Few people use Xmas for any reason other than to save space or to gain some type of commercial impact. Those who do defend its use generally say the X is a symbol for Christ.
The Oxford Illustrated Dictionary says of X: "Symbol for Christ, representing the chi in Greek, used in abbreviations such as Xmas".
The word Christian was a recognised title in the New Testament period, although according to the Illustrated Bible Dictionary (Vol 1) published by Inter-Varsity Press of Leicester, England, "it is evident there were other names which Christians used".

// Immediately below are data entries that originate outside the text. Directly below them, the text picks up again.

PR #461, opened 2024-07-11
Simplify comparison methods

MatheusFranco99:
## Overview

This PR fixes the issue with `CompareSignedSSVMessageOutputMessages` and simplifies comparison methods.

For the `CompareSignedSSVMessageOutputMessages` function, it implements the requirement that:
- the broadcasted and expected messages have equal length
- every broadcasted message is linked (equal) to an expected message
- two broadcasted messages are not linked to the same expected message

i.e. a bijection between the lists.

### DIFF
--- a/types/testingutils/compare.go
+++ b/types/testingutils/compare.go
@@ -88,6 +88,24 @@ func ComparePartialSignatureOutputMessagesInAsynchronousOrder(t *testing.T, expe
 	}
 }
 
+func RootCountMapForPartialSignatureMessages(msg *types.PartialSignatureMessages) map[string]int {
+	roots := make(map[string]int)
+
+	for _, partialSigMessage := range msg.Messages {
+		root, err := partialSigMessage.GetRoot()
+		if err != nil {
+			panic(err)
+		}
+		rootStr := hex.EncodeToString(root[:])
+		if _, found := roots[rootStr]; !found {
+			roots[rootStr] = 0
+		}
+		roots[rootStr] += 1
+	}
+
+	return roots
+}
+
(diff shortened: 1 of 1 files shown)


types/testingutils/compare.go
```diff
@@ -147,7 +162,7 @@ func CompareSignedSSVMessageOutputMessages(t *testing.T, expectedMessages []*typ
 	for index, msg := range broadcastedSignedMsgs {
 		r1, _ := msg.GetRoot()
 
-		msg2 := broadcastedSignedMsgs[index]
+		msg2 := expectedMessages[index]
```
GalRogozinski, line 165: why did this change?

types/testingutils/compare.go
```diff
@@ -96,33 +94,50 @@ func ComparePartialSignatureMessages(msg1 *types.PartialSignatureMessages, msg2
...
-		if _, found := roots[hex.EncodeToString(r1[:])]; !found {
-			roots[hex.EncodeToString(r1[:])] = ""
-		} else {
-			roots[hex.EncodeToString(r1[:])] = hex.EncodeToString(r1[:])
+		root := hex.EncodeToString(r2[:])
+		if _, found := roots2[root]; !found {
+			roots2[root] = 0
 		}
+		roots2[root] += 1
 	}
```
GalRogozinski, line 126: there is some copy paste of code... you can use a function

types/testingutils/compare.go
MatheusFranco99: Because `broadcastedSignedMsgs` was being compared to `broadcastedSignedMsgs`, and it's wrong, no?

types/testingutils/compare.go
MatheusFranco99: True. Thankss

GalRogozinski (approved):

Xmas is a contraction of Christmas. Barely allowable in its common use in writing and printing, is intolerable in the pronunciation Exmas.Eric Partridge
The book said Christanoi might "have been originally thought of as soldiers of Christus, of the household of Christus or the partisans of Christus".
"Luke, [the author of the first history of the church] who clearly knew the church there well, places the first use of the name at Syrian Antioch. Luke has shown Antioch as the first church with a significant pure-Gentile, ex-pagan element, that is the first place where pagans would see Christianity as something other than a Jewish sect. Appropriate names for the converts would not be long coming.
"If Christian was originally a nickname, it was, like the Methodists later on, adopted by the recipients. In the earliest second century literature, the name is employed without question by the Christian bishop Ignatius and the pagan governor Pliny," the dictionary says.
Information supplied by my good friend Kerry Medway at Port Macquarie, quoting Pastor Mathew Burrows of Kootingal, questioned December 25 as being the date of Jesus' birth, because this was mid-winter in the northern hemisphere and the shepherds would not have been out in the fields tending their flocks by night. The flocks would have been under shelter.
In Roman times, December 25 was a day of celebration in honour of the Roman god Saturn and the feast was called Saturnalia. In ancient pagan civilisations, December 25 was the gods' birthday.
In the old Roman calendar, December 25 was called Dies Natalis Invicti Solis – "the day of the birth of the unconquered sun".
When the Roman church wished to convert the pagans to its Christianity, it converted many pagan festivals into Christian festivals. In AD 354, Pope Liberius ordered the people to celebrate Christ's birthday on the old Roman Saturnalia, December 25.
The name Christmas, a contraction of Christ's Mass, became common during the Middle Ages.
Kerry Medway has often spoken out in opposition to the exalted place Santa Claus has been given in Christmas celebrations.
Southern Cross, the magazine of the Anglican Siocese of Sydney, tells us the name comes from a fourth century bishop of Myra called Nicholas, later Saint Nicholas. Enraged by some young women prostituting themselves to pay for dowries during the custom of gift giving, he delivered the dowries himself. That Southern Cross magazine telling in two pages the story of Christmas is headed, possibly for its own effect, "Images of Xmas".
Probably the final word about Xmas should come from Eric Partridge's Usage and Abusage: "Xmas is a contraction of Christmas. Barely allowable in its common use in writing and printing, is intolerable in the pronunciation Exmas."